2Laser photocoagulation to areas of telangiectasia should be considered if progressive exudation is documented. Frequently more than one treatment session is required to obliterate the peripheral telangiectasia and induce resolution of remote exudation at the macula (Fig. 13.70).
3Anti-VEGF therapy. Limited studies of anti-VEGF therapy for Coats have been carried out to date, but initial results are promising, including as an adjunctive treatment to laser. Long-term safety in childhood remains unknown.

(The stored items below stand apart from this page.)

PR #4253, opened 2017-05-08
Add `kube-state-metrics` based metricsets

exekias:
Add k8s metrics extracted from kube-state-metrics services. This adds info specially useful about:

- Status of deployments, pods and replicasets
- Resource limits, requests and usage by pods
- Node available resources

I have updated existing dashboard with this kind of info

image


metricbeat/module/kubernetes/state_container/_meta/data.json
```diff
@@ -0,0 +1,45 @@
...
+        "requests": {
+          "cpu": {
+            "nanocores": 5000000
+          },
+          "memory": {
+            "bytes": 52428800
+          }
+        }
+      },
+      "status": {
```
ruflin: The name implies `state` and here it is `status`?

metricbeat/module/kubernetes/state_container/_meta/data.json
```diff
@@ -0,0 +1,45 @@
...
+  },
+  "kubernetes": {
+    "container": {
+      "id": "docker://91fdd43f6b1b4c3dd133cfca53e0b1210bc557c2ae56006026b5ccdb5f52826f",
+      "image": "gcr.io/google-containers/kube-addon-manager:v6.3",
+      "name": "kube-addon-manager",
+      "resource": {
+        "requests": {
+          "cpu": {
+            "nanocores": 5000000
```
ruflin: Is this something that will change over time? If we call it `state_container` all these fields which are not shared should be under one namespace.

metricbeat/module/kubernetes/state_container/data.go
```diff
@@ -0,0 +1,89 @@
...
+
+const (
+	// Nanocores conversion 10^9
+	nanocores = 1000000000
+)
+
+func eventMapping(families []*dto.MetricFamily) ([]common.MapStr, error) {
+	eventsMap := map[string]common.MapStr{}
+	for _, family := range families {
+		//fmt.Println(family)
```
ruflin: Should be removed.

metricbeat/module/kubernetes/state_container/data.go
```diff
@@ -0,0 +1,89 @@
...
+
+	dto "github.com/prometheus/client_model/go"
+)
+
+const (
+	// Nanocores conversion 10^9
+	nanocores = 1000000000
+)
+
+func eventMapping(families []*dto.MetricFamily) ([]common.MapStr, error) {
```
ruflin: I would kind of hope instead of adding dependency on prometheus here, that this can "depend" on the prometheus module / metricset.

metricbeat/module/kubernetes/state_container/data.go
```diff
@@ -0,0 +1,89 @@
...
+					event.Put("container.status.phase", "terminate")
+				}
+
+			case "kube_pod_container_status_waiting":
+				if metric.GetGauge().GetValue() == 1 {
+					event.Put("container.status.phase", "waiting")
+				}
+
+			default:
+				// Ignore unknown metric
```
ruflin: Sounds like an error or at least worth logging as debug?

metricbeat/module/kubernetes/state_container/state_container.go
```diff
@@ -0,0 +1,72 @@
+package state_container
```
ruflin: I'm starting to think this should be `container_state` as the namespace is probably `container.state`?

metricbeat/module/kubernetes/state_container/data.go
andrewkroh: This should be removed.

metricbeat/module/kubernetes/state_deployment/_meta/data.json
```diff
@@ -0,0 +1,29 @@
...
+      "paused": false,
+      "replicas": {
+        "available": 0,
+        "desired": 1,
+        "unavailable": 1,
+        "updated": 1
+      }
+    },
+    "namespace": "default",
+    "state_deployment": {}
```
ruflin: This should not exist. Probably you should change the namespace of the metricset instead of putting it under the module namespace.

metricbeat/module/kubernetes/state_deployment/data.go
```diff
@@ -0,0 +1,64 @@
+package state_deployment
```
ruflin: Why not call the metricset `deployment`if you put it under the `deployment` namespace?

metricbeat/module/kubernetes/state_deployment/data.go
```diff
@@ -0,0 +1,64 @@
...
+			if deployment == "" {
+				continue
+			}
+			event, ok := eventsMap[deployment]
+			if !ok {
+				event = common.MapStr{}
+				eventsMap[deployment] = event
+			}
+			switch family.GetName() {
+			case "kube_deployment_metadata_generation":
```
ruflin: I assume if you use prometheus module and get a mapStr back, you could use `schema` to do this mappings.

metricbeat/module/kubernetes/state_deployment/state_deployment.go
```diff
@@ -0,0 +1,72 @@
...
+
+	logp.Beta("The kubernetes state_deployment metricset is experimental")
+
+	if err := base.Module().UnpackConfig(&config); err != nil {
+		return nil, err
+	}
+
+	return &MetricSet{
+		BaseMetricSet: base,
+		counter:       1,
```
ruflin: is the counter needed?

metricbeat/module/kubernetes/state_node/_meta/data.json
```diff
@@ -0,0 +1,43 @@
+{
+  "@timestamp": "2017-05-04T17:47:20.829Z",
+  "beat": {
+    "hostname": "X1",
+    "name": "X1",
+    "version": "6.0.0-alpha1"
+  },
+  "kubernetes": {
+    "node": {
+      "allocatable": {
```
ruflin: I would put all these under `node.state`.

metricbeat/module/kubernetes/state_node/state_container.go
```diff
@@ -0,0 +1,72 @@
...
+}
+
+// MetricSet type defines all fields of the MetricSet
+// As a minimum it must inherit the mb.BaseMetricSet fields, but can be extended with
+// additional entries. These variables can be used to persist data or configuration between
+// multiple fetch calls.
+type MetricSet struct {
+	mb.BaseMetricSet
+	http    *helper.HTTP
+	counter int
```
ruflin: counter needed?

metricbeat/module/kubernetes/state_pod/_meta/data.json
```diff
@@ -0,0 +1,32 @@
...
+  "kubernetes": {
+    "namespace": "kube-system",
+    "node": {
+      "name": "minikube"
+    },
+    "pod": {
+      "host_ip": "192.168.99.100",
+      "ip": "172.17.0.4",
+      "name": "kube-state-metrics-1303537707-7ncd1",
+      "status": {
```
ruflin: state vs status?

metricbeat/module/kubernetes/state_pod/_meta/data.json
```diff
@@ -0,0 +1,32 @@
...
+        "phase": "Running",
+        "ready": "true",
+        "scheduled": "true"
+      }
+    },
+    "state_pod": {}
```
ruflin: empty namespace

metricbeat/module/kubernetes/state_replicaset/data.go
```diff
@@ -0,0 +1,59 @@
+package state_replicaset
```
ruflin: could we call this `replicaset`

metricbeat/module/kubernetes/state_replicaset/state_replicaset.go
```diff
@@ -0,0 +1,72 @@
...
+
+	logp.Beta("The kubernetes state_replicaset metricset is experimental")
+
+	if err := base.Module().UnpackConfig(&config); err != nil {
+		return nil, err
+	}
+
+	return &MetricSet{
+		BaseMetricSet: base,
+		counter:       1,
```
ruflin: remove counter

metricbeat/module/kubernetes/state_container/state_container.go
```diff
@@ -0,0 +1,72 @@
...
+
+// New create a new instance of the MetricSet
+// Part of new is also setting up the configuration by processing additional
+// configuration entries if needed.
+func New(base mb.BaseMetricSet) (mb.MetricSet, error) {
+	config := struct{}{}
+
+	logp.Beta("The kubernetes state_container metricset is experimental")
+
+	if err := base.Module().UnpackConfig(&config); err != nil {
```
andrewkroh: This can be dropped since no config is used.

metricbeat/module/kubernetes/util/prometheus.go
```diff
@@ -0,0 +1,48 @@
...
+import (
+	"fmt"
+
+	"github.com/elastic/beats/metricbeat/helper"
+
+	dto "github.com/prometheus/client_model/go"
+	"github.com/prometheus/common/expfmt"
+)
+
+func GetFamilies(http *helper.HTTP) ([]*dto.MetricFamily, error) {
```
ruflin: Should this be a `prometheus` helper under the `helper` namespace? Or can you use the `prometheus.collector` code here?

metricbeat/module/kubernetes/state_pod/state_pod.go
```diff
@@ -0,0 +1,72 @@
...
+	counter int
+}
+
+// New create a new instance of the MetricSet
+// Part of new is also setting up the configuration by processing additional
+// configuration entries if needed.
+func New(base mb.BaseMetricSet) (mb.MetricSet, error) {
+	config := struct{}{}
+
+	logp.Beta("The kubernetes state_pod metricset is experimental")
```
andrewkroh: This is a `logp.Experimental()`.

metricbeat/module/kubernetes/vendor/vendor.json
```diff
@@ -0,0 +1,43 @@
+{
+	"comment": "",
+	"ignore": "test",
```
ruflin: you need to add `github.com/elastic/beats` here as otherwise when you remove all the beats dependencies will be added to when doing an update.

metricbeat/module/kubernetes/state_container/_meta/fields.yml
```diff
@@ -0,0 +1,49 @@
...
+          fields:
+            - name: memory.bytes
+              type: long
+              format: bytes
+              description: >
+                Container requested memory in bytes
+            - name: cpu.nanocores
+              type: long
+              description: >
+                Container CPU requested nanocores
```
andrewkroh: So what is a nanocore? Nanoseconds of CPU time per core?

exekias: It's the other way around, in this case it's number of requested (reserved) full CPU cores. So 1 Core would mean the container has 1 full core reserved for itself, as long as it's alive.

metricbeat/module/kubernetes/state_container/data.go
exekias: That was my initial intention, but I have 2 issues with that:

- Prometheus module mangles original data on it's way, and it's not really aware of the format of these metrics, it does something generic. So I need to go over the resulting MapStr again
- If we do a change in prometheus module it may break this, having that I'm not using its format

Something I thought about was to move all prometheus code to a common helper (like HTTP), WDYT about that? At the end it looked like overkill but I'm ok with doing it

metricbeat/module/kubernetes/util/prometheus.go
exekias: ok to the helper, prometheus collector issue explained in a previous comment, but I can update it to share the helper

metricbeat/module/kubernetes/state_container/_meta/data.json
exekias: I'm using `kube-state-metrics` nomenclature here, check https://github.com/elastic/beats/pull/4253/files/0f5f98da5eb5acf11055a8d8cf551f7b4eb1ed0e#diff-c70b508c24452e40e23c98c944027e25R54 to see the metric family names


This is how I would explain it:

State (from kube-state-metrics) means that we get access to the global state of the cluster (think of it as an snapshot in time). While this `status` metrics are one of the specific metrics of a container.

metricbeat/module/kubernetes/state_container/_meta/fields.yml
exekias: BTW this metric is also present as a usage metric: https://github.com/elastic/beats/blob/master/metricbeat/module/kubernetes/container/_meta/fields.yml#L21

In that case it's the accumulated value over time (I use derivative in graphs to extract the used nancores per bucket)

exekias: A common scenario is to check requested vs limits vs real usage. Ideally you would put some sane limits based on real usage of a given container

metricbeat/module/kubernetes/state_container/data.go
ruflin: +1 on the helper. Can also be done in a follow up PR. But I think it's good to have it around as this will not be the last metricset using prometheus.

metricbeat/module/kubernetes/state_container/_meta/data.json
ruflin: got it. thanks.

ruflin: If we namespace this under `state` it probably becomes more obvious (see data structure comments).

metricbeat/module/kubernetes/state_replicaset/data.go
exekias: I wanted to keep the same format for all `kube-state-metrics` metricsets for one reason, the `hosts` setting is incompatible between `kubelet` and `kube-state-metrics`, you have to choose, and it's nice to have that clear from the metricset name, to avoid confusion.

Check https://github.com/exekias/beats/blob/d091ce76089c44e5fd872661d529932aa92633df/metricbeat/module/kubernetes/_meta/config.yml for an example of possible configurations

metricbeat/module/kubernetes/state_node/_meta/data.json
exekias: This sounds good to me, would it be possible to use `node.state` as metricset name?

ruflin: yes. see: https://github.com/elastic/beats/pull/4142

metricbeat/module/kubernetes/state_replicaset/data.go
ruflin: I see the point. Leads me to think it should be it's own module but we concluded this discussion :-) Don't have a better solution at the moment :-(

exekias: Yeah, I'm not 100% happy with this either, we can see how it goes and perhaps improve it in the future

metricbeat/module/kubernetes/state_node/_meta/data.json
exekias: I've adapted the code to use mb.Namespace (really cool!) but I still don't see the need of adding `state` to the metric key. Let's talk about this tomorrow

metricbeat/helper/prometheus.go
```diff
@@ -0,0 +1,50 @@
+package helper
+
+import (
+	"fmt"
+
+	"github.com/elastic/beats/metricbeat/mb"
+	dto "github.com/prometheus/client_model/go"
```
ruflin: Here a newline should be added.

metricbeat/helper/prometheus.go
```diff
@@ -0,0 +1,50 @@
...
+	"github.com/prometheus/common/expfmt"
+)
+
+// Prometheus helper retrieves prometheus formatted metrics
+type Prometheus struct {
+	HTTP
```
ruflin: I like that, @urso will not like it too much ;-)

metricbeat/metricbeat.full.yml
```diff
@@ -238,12 +238,29 @@ metricbeat.modules:
...
+    - container
+    - volume
   period: 10s
   hosts: ["localhost:10255"]
 
+# State metrics from kube-state-metrics service:
+- module: kubernetes
+  enabled: false
+  metricsets:
+    - state_node
```
ruflin: Based on a comment from @andrewkroh in an other PR I'm hoping we can make this state.node etc. in the future (not in this PR).

metricbeat/module/kubernetes/state_container/data.go
```diff
@@ -0,0 +1,88 @@
...
+)
+
+const (
+	// Nanocores conversion 10^9
+	nanocores = 1000000000
+)
+
+func eventMapping(families []*dto.MetricFamily) ([]common.MapStr, error) {
+	eventsMap := map[string]common.MapStr{}
+	for _, family := range families {
```
ruflin: Is this still needed or can it be moved now to the helper?

exekias: I think it's pretty custom for this case, so we need to keep it.

I want to see what future metricsets using the helper have in common, perhaps we can still extract some helpers there

exekias:
jenkins, retest this please

andrewkroh:
^ You're so polite to the robots 🤖 . I guess you are hoping for favorable treatment when they take over.

exekias:
image

exekias:
jenkins, test it

libbeat/tests/system/beat/beat.py
```diff
@@ -426,7 +426,7 @@ def extract_fields(doc_list, name):
 
         # TODO: Make fields_doc path more generic to work with beat-generator
         with open(fields_doc, "r") as f:
-            path = os.path.abspath(os.path.dirname(__file__) + "../../../../_meta/fields.common.yml")
+            path = os.path.abspath(os.path.dirname(__file__) + "../../../../_meta/fields.generated.yml")
```
ruflin: Does the generated exist in all beats?

metricbeat/docker-compose.yml
```diff
@@ -51,6 +52,8 @@ services:
       jolokia:        { condition: service_healthy }
       kafka:          { condition: service_healthy }
       kibana:         { condition: service_healthy }
+      kubernetes:     { condition: service_healthy }
+      kube-state:     { condition: service_started }
```
ruflin: Interesting that this one is set to started and not healthy

metricbeat/module/kubernetes/_meta/config.yml
```diff
@@ -1,6 +1,23 @@
...
+- module: kubernetes
+  enabled: false
+  metricsets:
+    - state_node
+    - state_deployment
+    - state_replicaset
+    - state_pod
+    - state_container
+  period: 10s
+  hosts: ["kube-state-metrics:8080"]
```
ruflin: Does this have a "common" ip or dns name in a kubernetes environment?

metricbeat/tests/system/test_kubernetes.py
```diff
@@ -0,0 +1,84 @@
...
+        log = self.get_log()
+        self.assertNotRegexpMatches(log.replace("WARN BETA", ""), "ERR|WARN")
+
+        output = self.read_output_json()
+        self.assertEqual(len(output), expected_events)
+        evt = output[0]
+
+        self.assertItemsEqual(self.de_dot(KUBERNETES_FIELDS), evt.keys(), evt)
+
+        self.assert_fields_are_documented(evt)
```
ruflin: nice

libbeat/tests/system/beat/beat.py
ruflin: I think this could be the reason that the appveyor builds fail.

metricbeat/module/kubernetes/_meta/config.yml
exekias: Yes, normally it's that: https://github.com/kubernetes/kube-state-metrics/blob/master/kubernetes/kube-state-metrics-service.yaml#L4

metricbeat/docker-compose.yml
exekias: kube-state-metrics doesn't provide health service, but as soon as it starts it should work so we can live with this it seems

libbeat/tests/system/beat/beat.py
exekias: I've added a fallback to common.yml, let's see if appveyor likes that

exekias: it worked, thanks!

4Cryotherapy, with a double freeze-thaw method, in eyes with extensive exudation or subtotal retinal detachment although this may result in marked reaction with increased leakage. Therefore, laser photocoagulation is still the preferred option if at all possible.
5Vitreoretinal surgery may be considered in eyes with total retinal detachment and a poor visual prognosis as successful retinal reattachment often prevents the subsequent development of neovascular glaucoma.
6Enucleation may be required in painful eyes with neovascular glaucoma.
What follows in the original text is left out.